I heard the U.S. is about $9 trillion in debt long-term. Are we at a point in history that it is impossible to balance the budget?
— Anthony L., Palatine Ill.

Never say never. But while the deterioration in the U.S. economy is beginning to get some traction on the presidential campaign trail, balancing the federal budget doesn’t get much  attention. One reason is that none of the candidates wants to explain what federal programs they would cut or who they’d ask to pay more taxes.

As of this writing, the outstanding public debt amounted to $9,202,650,551,336.71 — or about $9.2 trillion. Of that, about $5.1 trillion is held by the public and another $4 trillion or so is held by government accounts (like Medicare and Social Security.)  For the past year or so, the national debt has been growing at about $1.5 billion every day. (In theory, there’s a legal limit to the national debt, but every time Congress needs more it just votes to raise the limit when no one’s looking.)

Ironically, higher inflation and/or a weaker dollar could offer some relief from the debt bomb.  Simply put, both forces allow the U.S. Treasury to pay back borrowed money with cheaper dollars. Since the value of the dollar has fallen steadily since the recession of 2001, so has the value of the debt we owe to foreigners. If domestic inflation returns, tomorrow’s $100 debt payment will be a lot easier to make because those dollars will represent less real (inflation-adjusted) value than the dollars that were originally borrowed.

But a weaker dollar or higher inflation also comes with nasty side effects for American consumers. Inflation destroys domestic savings just as surely as it makes debts easier to pay. Your $1,000 Treasury bond is no longer worth what you paid for it. And if the dollar continues to fall, it eventually loses its place as the world’s reserve currency. If that happens, the impact on anyone paid in dollars becomes even more pronounced.

In spite of the Treasury’s stated support of a strong dollar, and the Federal Reserve’s longstanding mandate to treat inflation as Economic Enemy No. 1, the huge overhang of federal debt is making those goals increasingly difficult to achieve. Heavy borrowing by Uncle Sam has contributed to the dollar's slide as investors who pay with other currencies worry that they may not get all their money back. When that happens, investors usually demand higher interest rates to offset the loss in value from the weakening currency.

But these are not normal times. The latest round of economic data has some forecasters wondering out loud if the U.S might not already be in a recession. That’s hardly a good time to raise interest rates. Add to that the backdrop of a presidential campaign — when the Fed has historically done its part to keep the economy humming by encouraging more borrowing and spending. As Fed chairman Ben Bernanke made clear last week, the central bank is focused on cutting rates — the only question is how far and how fast.
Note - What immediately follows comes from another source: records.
PR #183, opened 2018-03-26
Using `data-o-tracking-skip-queue` for skipping the queue and firing a link click straight away

adambraimbridge:
@dapenguin Check this shizzle

### DIFF
--- a/src/javascript/events/click.js
+++ b/src/javascript/events/click.js
@@ -27,10 +27,11 @@ const eventPropertiesToCollect = [
 
 // Trigger the event tracking
 const track = eventData => {
-	const href = eventData.context.domPathTokens[0].href || null;
+	const firstDomPathToken = eventData.context.domPathTokens[0];
+	const href = firstDomPathToken.href || null;
+	const skipQueue = firstDomPathToken['data-o-tracking-skip-queue'] === 'true' || false;
 	const isInternal = href && href.indexOf(window.document.location.hostname) > -1;
-	const skipQueue = eventData.context.skipQueue || false; //OMG REALLY??? ¯\_(ツ)_/¯ 
-	
+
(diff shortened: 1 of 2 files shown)


tom-parker:
What's the use case for this one?

src/javascript/events/click.js
```diff
@@ -27,10 +27,12 @@ const eventPropertiesToCollect = [
 
 // Trigger the event tracking
 const track = eventData => {
-	const href = eventData.context.domPathTokens[0].href || null;
+	const firstDomPathToken = eventData.context.domPathTokens[0];
+	const href = firstDomPathToken.href || null;
+	const skipQueue = firstDomPathToken['data-o-tracking-skip-queue'] === 'true' || false;
```
adambraimbridge: It might be worth adding a `.toLowerCase()` ... I'm not sure if that's already taken care of in the `domPathTokens` array.

``` javascript
const skipQueue = firstDomPathToken['data-o-tracking-skip-queue'].toLowerCase() === 'true' || false;
```

Side note: If you wanted to be a bit js-hipster about it, you could do this: (I think)
``` javascript
const skipQueue = !!(firstDomPathToken['data-o-tracking-skip-queue'] === 'true');
```

wheresrhys:
There's an ongoing debate about dropping the queue for all clicks. I started it a while ago but then dropped the ball. I'll try to wake it up again.

src/javascript/events/click.js
dapenguin: I'd have to check to make sure `firstDomPathToken['data-o-tracking-skip-queue']` exists before I can use `toLowerCase()`, but I'll add that in.

dapenguin:
@wheresrhys Is that something I should wait for? I've got a couple of bugs waiting on this.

In the end, the problem is really outside the Fed’s control, even though it is usually called upon to clean up the mess. The solution is for Americans to get back to saving and investing —both individually and collectively. That means saving up for a big screen TV before you buy it — instead of just putting it on your credit card. It could also mean raising more taxes —or shifting the burden. If higher taxes are no longer politically feasible that means giving up more government services.
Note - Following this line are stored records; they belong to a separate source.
PR #184, opened 2018-08-16
Do not read the location object on importing of the file

JakeChampion:
defaultUserConfig is only used within the init function. Moving the defaultUserConfig to be within the init function means that the user.js module will no longer try to read the location object upon being imported, this will help consumers of the module who are trying to use it in a server context where this is no location object present such as Node.JS


JakeChampion:
Yes @notlee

The reason this hasn’t happened is that giving up the trip to Disney World or supporting higher taxes to repair crumbling bridges requires sacrifice. At the moment, our political leaders have not been able to package the problem well enough to sell real solutions. We all share responsibility: Congress and the White House have failed to take on the tough work of balancing the budget, in large part because voters insist on getting something for nothing in the form of tax cuts without corresponding cuts in services. 

As long as Americans rely on others to subsidize their personal and public spending, it’s going to be tough to slay the debt monster. It’s hard to predict when it will bite back. But until the U.S. gets its financial house in order, we’re living on both borrowed money and borrowed time.